Extracted material

__________________________________________________

PR #231, opened 2017-05-07
Fix: backward compatibility with node.js v4 and v5.

evilebottnawi:
Ref: https://github.com/evcohen/eslint-plugin-jsx-a11y/issues/230


evcohen:
@evilebottnawi [v5.0.1](https://github.com/evcohen/eslint-plugin-jsx-a11y/releases/tag/5.0.1) released! thanks for the fix, really appreciate it

PR #236, opened 2017-05-09
Split interactive supports focus into tabbable and focusable cases

jessebeach:
Updating the `interactive-supports-focus` rule to distinguish between elements that should have a tabindex of 0 (and thus be tabbable) and elements that should have a tabindex of -1 (and thus be focusable).

We don't want to encourage developers to add `tabIndex="0"` willy-nilly to their components. Too many tabindices can create a degraded experience.

The recommended set of roles that should be assigned a tabindex of 0 is given in the recommended settings:

```
'jsx-a11y/interactive-supports-focus': [
  'error',
  {
    tabbable: [
      'button',
      'checkbox',
      'link',
      'searchbox',
      'spinbutton',
      'switch',
      'textbox',
    ],
  },
]
```


jessebeach:
Tests should be passing now. I'd love a review!

evcohen:
@jessebeach got you on a review tmrw!

docs/rules/interactive-supports-focus.md
```diff
@@ -4,7 +4,9 @@ Elements with an interactive role and interaction handlers (mouse or key press)
 
 ## How do I resolve this error?
 
-### Case: This element is a stand-alone control like a button, a link or a form element
+### Case: Elements with the '${role}' interactive role must be tabbable
```
evcohen: `'${role}'` ?

src/rules/interactive-supports-focus.js
```diff
@@ -26,10 +30,45 @@ import getTabIndex from '../util/getTabIndex';
 // Rule Definition
 // ----------------------------------------------------------------------------
 
-const errorMessage =
-  'Elements with interactive roles must be focusable.';
 
-const schema = generateObjSchema();
+const schema = generateObjSchema({
+  tabbable: enumArraySchema([
```
evcohen: can we use `aria-query` for this? i.e. like `...roles.tabbable()`?

src/rules/interactive-supports-focus.js
```diff
@@ -43,10 +82,18 @@ module.exports = {
...
-  create: (context: ESLintContext) => ({
+  create: (context: ESLintContext & {
+    options: {
+      tabbable: Array<string>
+    }
+  }) => ({
     JSXOpeningElement: (
       node: JSXOpeningElement,
     ) => {
+      let tabbable = context.options
```
evcohen: you should be able to make this a const with one line:

```
const tabbable = (context.options && context.options[0] && context.options[0].tabbable) || [];
```

docs/rules/interactive-supports-focus.md
evcohen: oh you're referencing the error message. i think this can be clearer:

```md
#### Case: I got the error "Elements with the '${role}' interactive role must be tabbable." How can I fix this?
```

or something like that

jessebeach: Great suggestion!

src/rules/interactive-supports-focus.js
jessebeach: It's just the interactives. I'll get those from aria-query.

src/rules/interactive-supports-focus.js
jessebeach: Lint complains here when mixing multiple `&&`s and then finishing with `||`. I originally had it like you suggested.

ljharb: It complains even with the wrapping parens?

jessebeach:
@evcohen I've made the requested changes.

src/rules/interactive-supports-focus.js
jessebeach: > It complains even with the wrapping parens?

Indeed, it does not!! Updated.

jessebeach:
Shall we get this in?

jessebeach:
Rebased on current master branch.

jessebeach:
Any objections to merging this?

PR #541, opened 2019-02-01
Allow aria- props to be null/undefined

TrevorBurnham:
Currently, the [aria-proptypes](https://github.com/evcohen/eslint-plugin-jsx-a11y/blob/master/docs/rules/aria-proptypes.md) rule has the odd property that it won't allow `aria-` props to be reset by setting them to `null` or `undefined`. For example, these are invalid:

```jsx
<Heading aria-level={null} />
<Heading aria-level={undefined} />
```

I'm guessing that this behavior is unintended. There's currently a check for `value === null`, where `value` comes from `getPropLiteralValue()`; but that doesn't work for `null` itself, because `getPropLiteralValue()` [returns the string `"null"`](https://github.com/evcohen/jsx-ast-utils/blob/e4c031233d6bf220bcf15b4c0d80367b2c340e0e/__tests__/src/getPropLiteralValue-test.js#L110-L117) in that case.


jessebeach:
@TrevorBurnham thank you!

__________________________________________________

Exercise aim
Starting from the records above, filter out all lines except those containing the word "undefined".

Response box
Allow aria- props to be null/undefined
Currently, the [aria-proptypes](https://github.com/evcohen/eslint-plugin-jsx-a11y/blob/master/docs/rules/aria-proptypes.md) rule has the odd property that it won't allow `aria-` props to be reset by setting them to `null` or `undefined`. For example, these are invalid:
<Heading aria-level={undefined} />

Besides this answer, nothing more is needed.